The internal memory can grow large when the buffer grows large,
naturally. In addition the temporary stacks may grow large if there are
are large tables or notably large vectors that cannot be be copied
directly to the output buffers. This creates a potential for memory
allocation errors, especially on constrained systems.

The builder returns error codes, but it is tedious to check these. It is
not necessary to check return codes if the API is used correctly and if
there are no allocation errors. It is possible to provide a custom
allocator and a custom emitter. These can detect memory failures early
making it potentially safe to use the builder API without any per
operation checks.

The generated JSON parser checks all return codes and can be used to
construct a buffer safely, especially since the buffer is naturally
bounded by the size of the JSON input. JSON printing, on the other hand,
can potentially explode, as discussed earlier.

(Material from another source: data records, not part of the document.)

PR #1387, opened 2024-07-24
[ci-visibility] Fix bug on trace command URL

rodrigo-roca:
### What and why?

The URL needs to have the API prefix and it does not.

### How?

### Review checklist

### DIFF
--- a/src/commands/trace/trace.ts
+++ b/src/commands/trace/trace.ts
@@ -152,7 +152,7 @@ export class TraceCommand extends Command {
   private getBaseIntakeUrl() {
     const site = process.env.DATADOG_SITE || process.env.DD_SITE || 'datadoghq.com'
 
-    return `https://${site}`
+    return `https://api.${site}`
   }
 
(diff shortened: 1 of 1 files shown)


src/commands/trace/trace.ts
```diff
@@ -152,7 +152,7 @@ export class TraceCommand extends Command {
   private getBaseIntakeUrl() {
     const site = process.env.DATADOG_SITE || process.env.DD_SITE || 'datadoghq.com'
 
-    return `https://${site}`
+    return `https://api.${site}`
```
romainkomorndatadog, line 155: Should this get some kind of test?

romainkomorndatadog (approved):

src/commands/trace/trace.ts
rodrigo-roca: As a general rule I see that we do not really create unit tests for testing URLs themselves. Usually the developer runs manually some end to end tests

PR #1396, opened 2024-07-31
[SYNTH-15675] Fix bug where timed out retries are not reported

AntoineDona:
### What and why?

We recently discovered a bug where timed out fast retries were not reported as fast retries. This lead to `executeTests` exiting without the reporter spinner being stopped.

This was due to the fact that `getResultsToReport` didn’t handle still non-final results after the end of a batch, resulting in an empty `resultsToReport` array. This PR patches this issue.

### How?

- Add the still non-final fast retry results to the `residualResults` 

### Review checklist

### DIFF
--- a/src/commands/synthetics/batch.ts
+++ b/src/commands/synthetics/batch.ts
@@ -113,6 +113,8 @@ const getResultsToReport = (
     .filter((r) => isResultInBatchSkippedBySelectiveRerun(r) || !incompleteResultIds.has(r.result_id))
     .concat(newlyCompleteResults)
 
+  const resultIdsToReport = new Set(getResultIds(resultsToReport))
+
   if (shouldContinuePolling) {
     return resultsToReport
   }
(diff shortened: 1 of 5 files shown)


src/commands/synthetics/batch.ts
```diff
@@ -113,14 +115,21 @@ const getResultsToReport = (
...
+      (emittedResultIds.has(r.result_id) && r.timed_out)
   )
 
   const errors: string[] = []
   for (const result of residualResults) {
     if (!result.timed_out) {
       errors.push(`The full information for result ${result.result_id} was incomplete at the end of the batch.`)
+    } else if (emittedResultIds.has(result.result_id) && result.timed_out) {
+      errors.push(`A fast retry was expected for initial result ${result.result_id}, but the batch timed out.`)
+      ;(result as ResultToReport).timedOutRetry = true
```
etnbrd, line 132: Could we find a way to avoid using `as`?

src/commands/synthetics/reporters/default.ts
```diff
@@ -275,6 +275,10 @@ const getAttemptSuffix = (passed: boolean, retries: number, test: Test) => {
     return ''
   }
 
+  if (timedOutRetry) {
+    return ` (attempt ${currentAttempt + 1} of ${maxAttempts})`
```
etnbrd, line 279: I'm not sure to understand this equation: `currentAttempt + 1`, given that `currentAttempt` is already `retries + 1`.
There could be several fast retries timing out, no? So it wouldn't be `+ 1` but `+ n`, no?

Drarig29: We don't need `+ n` because we are talking about the retry that was expected directly after the current attempt, not _all_ of the future retries.

src/commands/synthetics/batch.ts
```diff
@@ -113,14 +115,21 @@ const getResultsToReport = (
   // Residual results are either:
   //  - Still in progress (from the batch POV): they were never emitted.
   //  - Or still incomplete (from the poll results POV): report them with their incomplete data and a warning.
+  //  - Or still non-final: a fast retry was expected, show a warning.
```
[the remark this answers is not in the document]
Drarig29: - Incomplete means "we couldn't get the full data thanks to the poll results endpoint"
- Non-final means that the result is failed, and retries are expected. A final result is the final attempt.

PR #1404, opened 2024-08-01
Add SARIF validation

juli1:
### What and why?

We want to check if the SARIF file has error that will prevent us from processing the file in the backend.

### How?

Checking that the file has the appropriate key and values before sending it to our backend.

### Review checklist

### Test

Screenshot 2024-08-01 at 2 36 46 PM

### DIFF
--- a/src/commands/sarif/upload.ts
+++ b/src/commands/sarif/upload.ts
@@ -179,16 +179,14 @@ export class UploadSarifReportCommand extends Command {
 
       const validationErrorMessage = validateSarif(sarifReport)
       if (validationErrorMessage) {
-        this.context.stdout.write(renderInvalidFile(sarifReport, validationErrorMessage))
+        this.context.stdout.write(renderInvalidFile(sarifReport, [validationErrorMessage]))
 
         return false
       }
 
       const potentialErrors = checkForError(sarifReport)
       if (potentialErrors.length > 0) {
-        for (const potentialError of potentialErrors) {
-          this.context.stdout.write(renderInvalidFile(sarifReport, potentialError))
-        }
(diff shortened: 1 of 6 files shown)


src/commands/sarif/validation.ts
```diff
@@ -0,0 +1,78 @@
...
+  }
+
+  return undefined
+}
+
+/**
+ * Functions that looks for errors specific to how Datadog processes SARIF file. This way, we
+ * show the error directly to the user instead of uploading a file we cannot process in our backend.
+ *
+ * The function returns undefined if everything is good, otherwise, it returns the error to show.
```
dastrong, line 42: We should support multiple errors not just one

juli1: Why? The validation works the same way. We should keep it simple.

src/commands/sarif/upload.ts
```diff
@@ -210,6 +184,15 @@ export class UploadSarifReportCommand extends Command {
         return false
       }
 
+      const potentialErrors = checkForError(sarifReport)
+      if (potentialErrors.length > 0) {
+        for (const potentialError of potentialErrors) {
+          this.context.stdout.write(renderInvalidFile(sarifReport, potentialError))
```
dastrong, line 190: Please review the `renderInvalidFile` function.

It should be called once or else we're going to be repeating things. We should change it to accept a `[]string` instead and then loop over the errors here (https://github.com/DataDog/datadog-ci/blob/1e909b1b537a143a749b3f808dcb1b2010c21ba5/src/commands/sarif/renderer.ts#L22)

dastrong (approved):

FlatCC generated create calls such as `MyGame_Example_Monster_create()`
will not be compatible across versions if there are deprecated fields
even if the schema change otherwise respects schema evolutation rules.
This is mostly a concern if new fields are added because compilation
will otherwise break on argument count mismatch. Prior to flatcc-0.5.3
argument order could change if the field (id: x) attribute was used
which could lead to buffers with unexpected content. JSON parsers that
support constructors (objects given as an array of create arguments)
have similar concerns but here trailing arguments can be optional.